• _Your assignment_
Restate word for word the entries below, starting with the line with "and for sdgThemes" and continuing through the line with "Disabling ThreeVariable Options". Include both of those lines and no others.
━━━━━━
PR #3053, opened 2017-05-10
Dlgstringdist Enhancement

shadrackkibet:
In progress


shadrackkibet:
@africanmathsinitiative/developers This is making good progress.

lilyclements:
@shadrackkibet does that mean this is ready to review?

shadrackkibet:
@lilyclements this is not yet ready.

shadrackkibet:

instat/dlgStringDistance.vb
```diff
@@ -34,30 +34,46 @@ Public Class dlgStringDistance
...
         ucrInputPatternStringDistance.SetParameter(New RParameter("b", 1))
+        ucrInputPatternStringDistance.SetLinkedDisplayControl(lblPattern)
+
+        ucrPnlStringDist.AddParameterValuesCondition(rdoColumn, "b", ucrReceiverColumn.GetVariableNames.Trim(Chr(34)))
+        ucrPnlStringDist.AddParameterValuesCondition(rdoString, "b", Chr(34) & ucrInputPatternStringDistance.GetText & Chr(34))
+        ucrPnlStringDist.AddToLinkedControls(ucrReceiverColumn, {rdoColumn}, bNewLinkedAddRemoveParameter:=True, bNewLinkedHideIfParameterMissing:=True)
+        ucrPnlStringDist.AddToLinkedControls(ucrInputPatternStringDistance, {rdoString}, bNewLinkedAddRemoveParameter:=True, bNewLinkedHideIfParameterMissing:=True)
 
         ucrInputComboBoxMethod.SetParameter(New RParameter("method", 2))
+        ucrInputComboBoxMethod.cboInput.DropDownStyle = ComboBoxStyle.DropDownList
```
lilyclements: This is interesting,  but I don't think this is how we eventually want a drop down list feature to work? @dannyparsons can probably explain this a lot better than me?

shadrackkibet: In this case i wanted the user not to write into the comboBox  because i noticed that when the user writes into the comboBox TeskOk is enabled and this will results into an error when the user clicks Ok. @dannyparsons  what do you think?

dannyparsons: This is definitely a sensible idea for this combo box. Good idea. It's something we've discussed before.

My issue is just on doing this generally across the software. This will currently be the only dialog with this kind of combo box which is not consistent. However, if we want to make this change, we have to start somewhere. There is some general work needed on combo boxes (to avoid the error you mention) and also to have combo boxes which can be typed in but also only allow specific values. There will also be some combo boxes which allow typing and can be any value (even one not in the list).
This could be the first example, or a third example of a combo box we cannot type in.
If we are happy with these 3 different types then I think your choice is right for this combo box.

My other issue is that this should be implemented as a method in the combo box control and not by accessing the combo box directly - so that any changes could be done in the method and not needed on every dialog. I wouldn't expect you to have known this, so I can work on your branch to show you what I mean by this.

A quick check with @rdstern and @volloholic would be useful before I proceed.

shadrackkibet:
@lilyclements  this is now ready for re-review after danny worked on the comboBox issue.

lilyclements:
@shadrackkibet I've made very minor edits. Let me know once these are merged then it should be ready for Danny.

lilyclements:

shadrackkibet:
I would like this to be merged quickly so that i can access the added combobox  functionality on use date dialog , there is a comboBox that behave similarly to this on this dialog.

instat/dlgStringDistance.vb
```diff
@@ -33,31 +33,47 @@ Public Class dlgStringDistance
...
+        ucrReceiverColumn.SetLinkedDisplayControl(lblColumnString)
+
         ucrInputPatternStringDistance.SetParameter(New RParameter("b", 1))
+        ucrInputPatternStringDistance.SetLinkedDisplayControl(lblPattern)
+
+        ucrPnlStringDist.AddRadioButton(rdoString)
+        ucrPnlStringDist.AddRadioButton(rdoColumn)
+
+        ucrPnlStringDist.AddParameterValuesCondition(rdoColumn, "b", ucrReceiverColumn.GetVariableNames.Trim(Chr(34)))
+        ucrPnlStringDist.AddParameterValuesCondition(rdoString, "b", Chr(34) & ucrInputPatternStringDistance.GetText & Chr(34))
```
dannyparsons: These can't be the correct conditions here because you are using values from the controls, and I expect these controls are empty in Initialise. I believe what you want is `AddParameterIsStringCondition` and `AddParameterIsRFunctionCondition` conditions to check what type of value a parameter has.

instat/dlgStringDistance.vb
```diff
@@ -67,14 +83,17 @@ Public Class dlgStringDistance
...
         ucrSelectorStringDistance.Reset()
         ucrSaveStringDistance.Reset()
         ucrInputComboBoxMethod.Reset()
-        ucrInputPatternStringDistance.Reset()
+
         clsStringDistFunction.SetPackageName("stringdist")
         clsStringDistFunction.SetRCommand("stringdist")
+        ucrInputPatternStringDistance.Reset()
         clsStringDistFunction.AddParameter("method", Chr(34) & "osa" & Chr(34))
+        clsStringDistFunction.AddParameter("b", ucrInputPatternStringDistance.GetText)
```
dannyparsons: Above you set the text of this control to empty, so this is just adding `b = ""`, if that's what you want as the default then fine, but then just replace this with `Chr(34) & Chr(34)`.

dannyparsons:
It would be great to update the Use Date dialog, as I mentioned before, if someone's going to edit this I'd like them to consider a redesign of the dialog so it's properly functional.

instat/dlgStringDistance.vb
shadrackkibet: will sort out this now.

instat/dlgStringDistance.vb
shadrackkibet: will also sort out this  now.

shadrackkibet:
@dannyparsons . I have sorted out the issues above this is ready for you again.

instat/dlgStringDistance.vb
```diff
@@ -53,8 +53,8 @@ Public Class dlgStringDistance
         ucrPnlStringDist.AddRadioButton(rdoString)
         ucrPnlStringDist.AddRadioButton(rdoColumn)
 
-        ucrPnlStringDist.AddParameterValuesCondition(rdoColumn, "b", ucrReceiverColumn.GetVariableNames.Trim(Chr(34)))
-        ucrPnlStringDist.AddParameterValuesCondition(rdoString, "b", Chr(34) & ucrInputPatternStringDistance.GetText & Chr(34))
+        ucrPnlStringDist.AddParameterIsStringCondition(rdoColumn, "b")
+        ucrPnlStringDist.AddParameterIsRFunctionCondition(rdoString, "b")
```
dannyparsons: Are you sure these are the correct way round?

shadrackkibet: Sorry, I have interchanged the conditions.

instat/dlgStringDistance.vb
```diff
@@ -53,8 +53,8 @@ Public Class dlgStringDistance
         ucrPnlStringDist.AddRadioButton(rdoString)
         ucrPnlStringDist.AddRadioButton(rdoColumn)
 
-        ucrPnlStringDist.AddParameterIsStringCondition(rdoColumn, "b")
-        ucrPnlStringDist.AddParameterIsRFunctionCondition(rdoString, "b")
+        ucrPnlStringDist.AddParameterIsRFunctionCondition(rdoColumn, "b")
+        ucrPnlStringDist.AddParameterIsStringCondition(rdoString, "b")
```
shadrackkibet: @dannyparsons I think this are now the right conditions for the respective controls.

PR #3057, opened 2017-05-10
Bar from Summary - bug fix

lilyclements:


instat/dlgSummaryBarOrPieChart.vb
```diff
@@ -175,19 +175,21 @@ Public Class dlgSummaryBarOrPieChart
...
+            If ucrSaveSummaryBar.bUserTyped = False Then
+                ucrSaveSummaryBar.SetPrefix("bar")
+            End If
+        ElseIf rdoPieChart.Checked Then
+            cmdPieChartOptions.Visible = True
+            cmdBarChartOptions.Visible = False
+            clsRgeomBarFunction.AddParameter("width", "1")
+            clsBaseOperator.AddParameter(clsRCoordPolarParam)
+            If ucrSaveSummaryBar.bUserTyped = False Then
+                ucrSaveSummaryBar.SetPrefix("pie")
```
lilyclements: Moved the `If ucrSaveSummaryBar.bUserTyped = False` to just be for the prefix. this was for everything before which meant that when you changed ucrSave name, the other things would not update!

dannyparsons: great but better to be `If Not ucrSaveSummaryBar.bUserTyped` in both places.

lilyclements: Yes I agree. I've fixed that now

PR #3213, opened 2017-06-08
dlgStringHandling Enhancement.

shadrackkibet:
@africanmathsinitiative/developers this is in progress.


shadrackkibet:
@africanmathsinitiative/developers this dialog is now working fine and it is ready for review. 

NOTE:
There is an issue with resetting of radiobuttons and a checkbox on reopen which i have fixed it temporarily.kindly, someone help me fix this.

lilyclements:
Reviewing this now

shadrackkibet:
@lilyclements  on your point 1 above i realised that when you use a regex expression which is not sensible you get a such a bug. I don't know how this can be avoided for now. I think the regexkeyboard still need to be imroved to avoid such combinations.

lilyclements:
Yes, I wouldn't mind if it came up with the error, but when it crashes it's not ideal!
We can't have it crashing on 0.3.0 but will think of an alternative after this release for the future. For the time being, can we disable the keyboard/regex options just so people can see what can potentially be done here in the future for when that's fixed?

shadrackkibet:
@lilyclements  can you test this?

PR #3235, opened 2017-06-09
Package names: Unstack, Population Pyramids

lilyclements:


instat/dlgUnstack.vb
```diff
@@ -37,6 +37,7 @@ Public Class dlgUnstack
     Private Sub InitialiseDialog()
         ucrFactorToUnstackReceiver.Selector = ucrSelectorForunstack
         ucrColumnToUnstackReceiver.Selector = ucrSelectorForunstack
+        ucrBase.clsRsyntax.SetPackageName("reshape2")
         ucrBase.clsRsyntax.SetFunction("dcast")
```
lilyclements: Just want to confirm: There is reshape2 and data.table.
Which package are we using for dcast? They both seem to have the same parameters

dannyparsons: yep I think that's right

PR #3238, opened 2017-06-09
Lunalo ucr dist update control

dannyparsons:


dannyparsons:
@Lunalo I have made a few small changes to your work but otherwise it looked good. 
I noticed the random samples dialog is very wide, do we need this?

PR #3244, opened 2017-06-10
One var freq rdos

AlexSananka:
@dannyparsons This  are tiny edits on oneway  and it's ready for you.


AlexSananka:
@dannyparsons  the above two commits fixes a bug on dlgonevarFitModel.
Currently when you pick a factor there is a checkbox that converts it to numeric,so when you don't check  it and click Ok,it bugs because it is still as.vector.
So I have made it be like whenever the selected variable is a factor the chechbox is checked and so it converts it to numeric.

instat/sdgOneVarFitModDisplay.vb
```diff
@@ -58,27 +58,27 @@ Public Class sdgOneVarFitModDisplay
...
         If rdoPlotAll.Checked Then
             clsRplotFunction.ClearParameters()
-            clsRplotFunction.SetRCommand("plot")
+            clsRplotFunction.SetRCommand("fitdistrplus::plot")
             clsRplotFunction.AddParameter("x", clsRFunctionParameter:=clsModel)
             frmMain.clsRLink.RunScript(clsRplotFunction.ToScript(), 3)
         ElseIf rdoPPPlot.Checked Then
             clsRplotFunction.ClearParameters()
-            clsRplotFunction.SetRCommand("ppcomp")
+            clsRplotFunction.SetRCommand("fitdistrplus::ppcomp")
```
dannyparsons: This is not right, why have you done this instead of setting the package name?

dannyparsons:
Thanks for spotting these issues. I'm fine with temporary solutions but only if they make sense.

If we are to prevent unchecking then the check box should be disabled. Currently when I uncheck it rechecks again, this will be very frustrating behaviour for users!

You also set the R command and included the package in it, why did you not set the package name? Also, plot is not a fitdistrplus function, it was crashing with this package.

I've made these few corrections on another branch and will merge this.

AlexSananka:
I have been away for a while,sorry for the late response and thanks for making this corrections

PR #3251, opened 2017-06-10
Themes layout

lilyclements:
@dannyparsons this is ready to review. I've edited the themes layout here for the ucr controls for hte themes and for sdgThemes


dannyparsons:
Sorry had to merge something else first and then resolve a conflict here. Might need to check it's still ok.

PR #3261, opened 2017-06-10
Disabling ThreeVariable Options in the frmMain

AlexSananka:


AlexSananka:
Here I have disabled threevar options that are above frequencies and Set the rcode for panels to be `ucBase.ClsRsyntax.ClsBaseFunction`

AlexSananka:
@dannyparsons this is ready

PR #3277, opened 2017-06-11
Transform text - function name parameter fix

lilyclements:


instat/dlgTransformText.vb
```diff
@@ -335,11 +335,11 @@ Public Class dlgTransformText
                 ucrBase.clsRsyntax.SetBaseRFunction(clsConvertFunction)
                 Select Case ucrInputTo.GetText
                     Case "Lower"
-                        ucrBase.clsRsyntax.SetFunction("str_to_lower")
+                        ucrBase.clsRsyntax.SetFunction("stringr::str_to_lower")
```
lilyclements: Is this an okay way to fix this? I don't want to set it to ucrBase.clsRsyntax

dannyparsons: As a temp fix yes, but can also be solved by having a separate function which is set as the base function.

lilyclements: Okay, great. I'll properly fix it after 0.3 release.

lilyclements: Realised this isn't needed since it's being called elsewhere. THere's also a lot of developer errors in this to be fixed, I'll look into these tomorrow.

PR #3283, opened 2017-06-12
Fixing condition for setdefaults

Lunalo:


Lunalo:
Still in progress

Lunalo:
@dannyparsons 

I have fixed this but the dialog is doing automatic resseting on reopening . If it takes long to fix it, we can do a temprary fix in the set defaults. thanks.

dannyparsons:
ok do that for now, if I can I will try to fix it as well.

Lunalo:
I think I have now implemented that

PR #3289, opened 2017-06-12
Duplicate columns - bug fix

lilyclements:


instat/dlgDuplicateColumns.vb
```diff
@@ -94,6 +96,10 @@ Public Class dlgDuplicateColumns
         End If
     End Sub
 
+    Private Sub ReopenDialog()
+        ucrInputColumnName.bAllowNonConditionValues = True
+    End Sub
```
lilyclements: Adding on ReopenDialog() to prevent a developer error occurring when reopening this dialog

dannyparsons: Should this not be done on initialise then if it's needed?

lilyclements: If I set on initialise I still get the error when reopening?

dannyparsons: Ok with this for now then but should come back to investigate.

dannyparsons: Can you add a comment that this a temp fix?

lilyclements: Sure, added the comment :)

PR #3291, opened 2017-06-12
Convert Columns - bug fix

lilyclements:


instat/dlgConvertColumns.vb
```diff
@@ -130,9 +130,13 @@ Public Class dlgConvertColumns
...
+    Private Sub ucrChkSpecifyDecimalsToDisplay_ControlValueChanged(ucrChangedControl As ucrCore) Handles ucrChkSpecifyDecimalsToDisplay.ControlValueChanged, ucrPnlConvertTo.ControlValueChanged
+        If rdoFactor.Checked OrElse rdoOrderedFactor.Checked Then
+            If ucrChkSpecifyDecimalsToDisplay.Checked Then
+                ucrReceiverColumnsToConvert.SetDataType("numeric")
+            Else
+                ucrReceiverColumnsToConvert.SetIncludedDataTypes({"integer", "numeric", "character", "ordered", "factor"})
+            End If
         Else
             ucrReceiverColumnsToConvert.SetIncludedDataTypes({"integer", "numeric", "character", "ordered", "factor"})
         End If
```
lilyclements: We had to only accept numeric if ucrChkSpecifyDecimals was checked. Added that also rdoFactor, rdoOrdered factor need to be checked too

lilyclements: Okay so before I edited this branch, it was:
```
 If ucrChkSpecifyDecimalsToDisplay.Checked Then
                ucrReceiverColumnsToConvert.SetDataType("numeric")
            Else
          ucrReceiverColumnsToConvert.SetIncludedDataTypes({"integer", "numeric", "character", "ordered", "factor"})
End If
```


I added the `If rdoFactor.Checked OrElse rdoOrderedFactor.Checked Then` to this because at the moment if you check the check box and then go onto another rdo, such as numeric, the checkbox is no longer visible but the user can't put factors in the receiver!

Are you saying I should remove all of this completely? :)

dannyparsons: yep I think so. The check box can be visible when factor/ordered is checked, and I don't think it should change the data type of the receiver

lilyclements: Great, the checkbox being visible is set in Initialise. I've removed this sub now and it works well. This is ready to merge

PR #3293, opened 2017-06-12
various bug fixes

dannyparsons:
@maxwellfundi here I have linked the selector on the main dialog to the facet selector on the sub dialog so that the facet variables can be included if we do a temporary stack.
I noticed that none of the main dialog are linked to the layer options dialogs, the setup lines are commented out. Why is this not done?


maxwellfundi:
@dannyparsons I am looking at this now.

PR #8868, opened 2024-03-08
Upgraded  R.NET

ChrisMarsh82:


ChrisMarsh82:
@N-thony I think this will fix the issue with 7.16 not running on Windows 11. Let me know when a new build is done and I will double-check it solves the issue before closing it.

rdstern (approved):
@N-thony not sure what to check, but approving, so it can be merged!

PR #8870, opened 2024-03-11
Correcting the browsing in the Export Dataset Dialogue

### LINKED ISSUE #8866: Undo the regression in the File > Export > Export DataSet and maybe other dialogs
@N-thony I show the dialog from the merged version:

image

This is nopt the same as when I use Version 0.7.18.

This looks like the same (new) dialog from the file.choose( ), that we have added to the Insert dialog in the Script window improvements.  It doesn't work now, and I wonder where else it is now used in error?

N-thony:
Fixes #8866
@rdstern I have used this as a good example to show the team in our today meeting on how to debug the code and fix when there is an issue. The problem was more general and coming from `GetVariableNamesList` function from `ucrReceiverMultiple` control. Have a look.

### DIFF
--- a/instat/ucrReceiverMultiple.vb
━━━━━━
• _Solution for this problem_
@dannyparsons this is ready to review. I've edited the themes layout here for the ucr controls for hte themes and for sdgThemes


dannyparsons:
Sorry had to merge something else first and then resolve a conflict here. Might need to check it's still ok.

PR #3261, opened 2017-06-10
Disabling ThreeVariable Options in the frmMain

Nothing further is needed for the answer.